=== Work required ===
From the data that follows, report the number of lines including "headers", and only that number.

·····

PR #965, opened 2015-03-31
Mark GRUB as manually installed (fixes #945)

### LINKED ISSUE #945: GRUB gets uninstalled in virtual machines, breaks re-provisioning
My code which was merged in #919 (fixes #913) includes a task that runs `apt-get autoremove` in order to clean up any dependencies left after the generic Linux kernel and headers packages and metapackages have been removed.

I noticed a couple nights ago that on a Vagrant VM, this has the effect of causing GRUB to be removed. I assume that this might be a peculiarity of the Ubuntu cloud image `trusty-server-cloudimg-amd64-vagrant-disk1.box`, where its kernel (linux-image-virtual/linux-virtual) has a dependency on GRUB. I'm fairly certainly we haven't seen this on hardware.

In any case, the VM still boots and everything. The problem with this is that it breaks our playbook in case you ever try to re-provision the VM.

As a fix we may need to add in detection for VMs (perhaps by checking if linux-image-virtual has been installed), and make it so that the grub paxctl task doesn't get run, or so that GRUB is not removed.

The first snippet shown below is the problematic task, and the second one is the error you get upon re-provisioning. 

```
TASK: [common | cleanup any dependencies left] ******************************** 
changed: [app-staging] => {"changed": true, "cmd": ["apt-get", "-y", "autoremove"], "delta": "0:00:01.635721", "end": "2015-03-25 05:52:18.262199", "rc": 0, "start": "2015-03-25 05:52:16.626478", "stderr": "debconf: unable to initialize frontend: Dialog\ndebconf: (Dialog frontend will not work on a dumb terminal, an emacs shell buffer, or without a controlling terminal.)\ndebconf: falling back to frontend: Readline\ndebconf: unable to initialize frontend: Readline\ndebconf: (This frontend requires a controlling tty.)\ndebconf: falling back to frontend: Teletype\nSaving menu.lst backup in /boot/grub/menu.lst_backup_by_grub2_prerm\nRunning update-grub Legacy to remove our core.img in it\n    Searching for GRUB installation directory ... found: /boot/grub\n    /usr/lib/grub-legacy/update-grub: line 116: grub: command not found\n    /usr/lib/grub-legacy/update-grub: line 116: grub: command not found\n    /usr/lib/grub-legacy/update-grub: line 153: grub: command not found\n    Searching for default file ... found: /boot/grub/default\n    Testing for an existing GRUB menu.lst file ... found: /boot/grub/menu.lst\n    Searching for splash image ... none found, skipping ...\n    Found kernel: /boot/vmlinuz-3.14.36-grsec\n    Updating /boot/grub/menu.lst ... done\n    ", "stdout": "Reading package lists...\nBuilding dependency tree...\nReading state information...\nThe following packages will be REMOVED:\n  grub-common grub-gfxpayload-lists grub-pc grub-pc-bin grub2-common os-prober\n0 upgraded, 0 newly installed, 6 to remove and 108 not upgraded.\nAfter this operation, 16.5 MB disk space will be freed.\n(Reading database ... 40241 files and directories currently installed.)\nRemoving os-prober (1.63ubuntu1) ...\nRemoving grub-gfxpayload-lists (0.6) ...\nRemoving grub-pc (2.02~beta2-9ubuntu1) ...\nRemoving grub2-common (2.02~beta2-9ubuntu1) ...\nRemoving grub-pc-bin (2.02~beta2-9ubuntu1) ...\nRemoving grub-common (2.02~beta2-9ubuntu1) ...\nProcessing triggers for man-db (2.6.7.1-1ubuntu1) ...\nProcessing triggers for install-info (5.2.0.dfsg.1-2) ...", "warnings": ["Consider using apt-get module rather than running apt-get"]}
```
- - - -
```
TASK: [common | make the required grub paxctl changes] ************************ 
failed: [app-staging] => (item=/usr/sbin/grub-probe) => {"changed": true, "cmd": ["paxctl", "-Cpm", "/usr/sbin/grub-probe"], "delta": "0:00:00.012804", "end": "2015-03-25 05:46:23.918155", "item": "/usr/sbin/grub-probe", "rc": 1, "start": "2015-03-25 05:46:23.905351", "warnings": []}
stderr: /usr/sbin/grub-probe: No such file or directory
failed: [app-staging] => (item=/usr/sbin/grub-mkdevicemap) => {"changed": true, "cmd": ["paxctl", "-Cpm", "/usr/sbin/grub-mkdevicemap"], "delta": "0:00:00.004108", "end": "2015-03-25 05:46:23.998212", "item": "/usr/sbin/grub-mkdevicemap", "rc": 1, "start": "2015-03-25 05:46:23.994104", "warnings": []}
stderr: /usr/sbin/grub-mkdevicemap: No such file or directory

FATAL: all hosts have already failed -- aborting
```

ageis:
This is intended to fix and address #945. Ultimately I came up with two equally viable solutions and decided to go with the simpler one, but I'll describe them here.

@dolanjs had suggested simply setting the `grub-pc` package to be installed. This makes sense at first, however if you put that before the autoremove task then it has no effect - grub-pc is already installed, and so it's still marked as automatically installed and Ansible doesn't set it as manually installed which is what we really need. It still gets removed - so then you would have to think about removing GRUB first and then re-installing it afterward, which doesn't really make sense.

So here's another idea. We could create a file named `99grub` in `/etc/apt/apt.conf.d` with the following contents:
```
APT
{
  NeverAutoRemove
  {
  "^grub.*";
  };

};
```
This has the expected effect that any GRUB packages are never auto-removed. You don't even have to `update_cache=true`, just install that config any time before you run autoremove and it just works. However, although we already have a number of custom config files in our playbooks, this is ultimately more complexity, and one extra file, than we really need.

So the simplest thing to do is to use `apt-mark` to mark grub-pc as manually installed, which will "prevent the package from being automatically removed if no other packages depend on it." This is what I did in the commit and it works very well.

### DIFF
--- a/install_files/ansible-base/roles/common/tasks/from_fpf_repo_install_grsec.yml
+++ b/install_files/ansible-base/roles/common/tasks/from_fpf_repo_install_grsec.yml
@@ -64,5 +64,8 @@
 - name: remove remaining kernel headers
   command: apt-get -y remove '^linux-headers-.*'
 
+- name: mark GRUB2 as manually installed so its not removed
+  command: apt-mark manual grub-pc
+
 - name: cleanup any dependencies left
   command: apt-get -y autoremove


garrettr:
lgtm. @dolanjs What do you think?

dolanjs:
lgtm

·····

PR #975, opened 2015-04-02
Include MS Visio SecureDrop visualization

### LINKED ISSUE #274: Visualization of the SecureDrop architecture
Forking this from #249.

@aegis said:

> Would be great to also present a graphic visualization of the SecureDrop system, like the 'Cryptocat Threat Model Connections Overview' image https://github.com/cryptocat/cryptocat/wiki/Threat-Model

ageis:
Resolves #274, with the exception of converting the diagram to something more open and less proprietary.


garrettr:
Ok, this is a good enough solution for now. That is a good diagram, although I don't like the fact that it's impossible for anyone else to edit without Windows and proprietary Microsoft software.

·····

=== Solved problem ===
3